§ **EXTRACTED DATA**
*** Block opens ***
PR #1772, opened 2024-10-16
Fix the fixed num_splits bug

KIM7AZEN:
it use a fixed num_splits 1000 , should be pieces=$(find data/fbank/M_split_${num_splits} -name "cuts_M.*.jsonl.gz")


csukuangfj (approved):

PR #1775, opened 2024-10-21
minor fixes for the repo

JinZr:


icefall/utils.py
```diff
@@ -2282,13 +2282,12 @@ def time_warp(
...
-    """
+    """Apply time warping on a batch of features"""
     if time_warp_factor is None or time_warp_factor < 1:
         return features
-    assert len(features.shape) == 3, (
-        "SpecAugment only supports batches of single-channel feature matrices."
-    )
+    assert (
+        len(features.shape) == 3
+    ), "SpecAugment only supports batches of single-channel feature matrices."
```
csukuangfj, line 2290:
```suggestion
    ), f"SpecAugment only supports batches of single-channel feature matrices. {features.shape}"
```

It is helpful to print the shape when there is an assertion error.

PR #1778, opened 2024-10-21
Remove incomplete recipe: people's speech

yfyeung:
Since this recipe incomplete, and previous experiments have shown that training a model directly on People's Speech without data filtering yields very poor results, I recommend deleting this incomplete recipe.


csukuangfj (approved):
Thanks!

PR #1792, opened 2024-10-30
Fix Boolean Conversion Issue from Shell to Python

yfyeung:
Fixes a bug where the shell variable with a False value is passed to Python as a string, causing bool("False") to evaluate as True.


yfyeung:
For example:

test.py:
```python
import sys
print(type(sys.argv[1]))
```

```shell
python test.py False
```
Output:
```shell
<class 'str'>
```

csukuangfj (approved):

PR #1797, opened 2024-11-04
Performed end to end testing on the matcha recipe

JinZr:


.github/scripts/ljspeech/TTS/run-matcha.sh
yfyeung, line 1: I suggest to keep the name `inference` or `infer`. This is used in many other frameworks.

JinZr: to cope with the naming scheme of the valle and vits recipe, i added a infer.py script for performing inference on the entire test set, and the synth.py script accepts single sentence for synthesis.

yfyeung: Maybe we can combine them into one file since their logic is quate similar. Just like the implementation in https://github.com/lifeiteng/vall-e/blob/main/valle/bin/infer.py#L180-L221 and https://github.com/lifeiteng/vall-e/blob/main/valle/bin/infer.py#L223-L269.

JinZr: sounds good, i'll look into it

JinZr: the latest commit has the pattern applied to the recipe 🚀

PR #1821, opened 2024-11-30
Egs ljspeach autocast & GradScaler function deprecated

mablue:
FutureWarning: `torch.cuda.amp.autocast(args...)` is deprecated. Please use `torch.amp.autocast('cuda', args...)` instead.


csukuangfj:
Please use
```python3
import warnings
warnings.simplefilter(action='ignore', category=FutureWarning)
```
to suppress the warnings.

PR #2173, opened 2026-06-17
fix(engine): iterative DAG traversal to prevent stack overflow on long workflows

bnimit:
## Summary

Long workflows could panic the engine with a **stack overflow** while *building* the executor. The cause was recursive traversal of the workflow/DAG whose recursion depth grows with workflow size. This converts the two such traversals to iterative algorithms — fixing the crash and, as a bonus, removing an O(N²) cost.

- **`DagSchemas::collect_ancestor_sources`** — a per-node recursive ancestor walk, called once per node by `BuilderDag::new`, so recursion depth = ancestor-chain length (overflow on long workflows) and total cost was O(N²). Replaced by a single **`affecting_sources_per_node()`** pass using `petgraph::algo::toposort` + forward propagation in topological order → constant stack depth, O(V+E). (Mirrors the existing `schema_infer::infer_and_validate` pattern.)
- **`collect_all_in_graph_recursive`** (downward subgraph-nesting walk in `incremental.rs`) → an explicit-stack worklist.

**Behavior is preserved exactly.** The new source-set pass is asserted identical to the old recursion via a differential test against a reference recursive oracle — including the subtle `kind == None` **barrier** semantics (a `None`-kind predecessor and its ancestors are excluded). A cyclic graph now returns a clean `ExecutionError::SchemaInferenceCycle` instead of recursing forever.

## Changes

- `engine/runtime/runtime/src/dag_schemas.rs` — add `affecting_sources_per_node`; remove `collect_ancestor_sources` + its recursive helper.
- `engine/runtime/runtime/src/builder_dag.rs` — call the batch method (one line).
- `engine/runtime/runtime/src/incremental.rs` — recursion → explicit-stack worklist.
- `engine/Cargo.toml` / `Cargo.lock` — workspace version bump.

## Tests

- **Differential** vs an independent recursive oracle across chain / diamond / multi-source / `None`-barrier shapes (guards behavior-equivalence).
- `kind == None` barrier, diamond union, and cycle-returns-`SchemaInferenceCycle`.
- **100k-node chain completes without stack overflow** — the core regression guard.
- Nested-subgraph descent + cycle termination for the incremental worklist.

## Test plan

- [ ] `cargo make clippy` clean
- [ ] `cargo test -p reearth-flow-runtime` green (incl. the new `dag_schemas::tests` and `incremental::tests`)
- [ ] CI engine workflow green

### DIFF
--- a/engine/Cargo.lock
+++ b/engine/Cargo.lock
@@ -6162,7 +6162,7 @@ dependencies = [
 
 [[package]]
 name = "reearth-flow-action-log"
-version = "0.0.409"
+version = "0.0.410"
 dependencies = [
  "futures",
  "once_cell",
@@ -6182,7 +6182,7 @@ dependencies = [
 
 [[package]]
 name = "reearth-flow-action-plateau-processor"
-version = "0.0.409"
+version = "0.0.410"
 dependencies = [
  "approx",
  "async-trait",
@@ -6228,7 +6228,7 @@ dependencies = [
 
 [[package]]
 name = "reearth-flow-action-processor"
-version = "0.0.409"
+version = "0.0.410"
 dependencies = [
  "Inflector",
  "approx",
@@ -6286,7 +6286,7 @@ dependencies = [
 
 [[package]]
 name = "reearth-flow-action-python-processor"
-version = "0.0.409"
+version = "0.0.410"
 dependencies = [
  "indexmap 2.13.0",
  "once_cell",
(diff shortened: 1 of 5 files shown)


asrcpq (approved):
This PR does a forward propagation using the set of source node that affect some node as state (and set union as propagation operation), in a topologically sorted graph.

LGTM

PR #2178, opened 2026-06-18
fix(engine): normalize MVT winding instead of filtering

asrcpq:
# Overview

Because Flow does not require ring winding in its internal geometry representation, it is not correct to drop some specific winding but to normalize them based on exterior/interior property.

## Notes

This fix applies to MVT currently because it is a severe problem dropping valid geometry components.
However, many other formats currently do not do winding normalization, even they do not filter geometry, their output is considered potentially invalid. Including:

- 2D: MVT(this PR), GeoJSON
- 3D: obj, glTF, Cesium3DTiles, CityGML

## How I tested it

Using a problematic GeoJSON test and simply created a workflow to connect it to an MVT writer. After the fix, the previously invisible geometry is now rendered.

### DIFF
--- a/engine/Cargo.lock
+++ b/engine/Cargo.lock
@@ -6162,7 +6162,7 @@ dependencies = [
 
 [[package]]
 name = "reearth-flow-action-log"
*** Block closes ***
§ **REQUIREMENT**
Using the material above, return every line that holds the string "filtering".

§ **OUTPUT**
Since this recipe incomplete, and previous experiments have shown that training a model directly on People's Speech without data filtering yields very poor results, I recommend deleting this incomplete recipe.
fix(engine): normalize MVT winding instead of filtering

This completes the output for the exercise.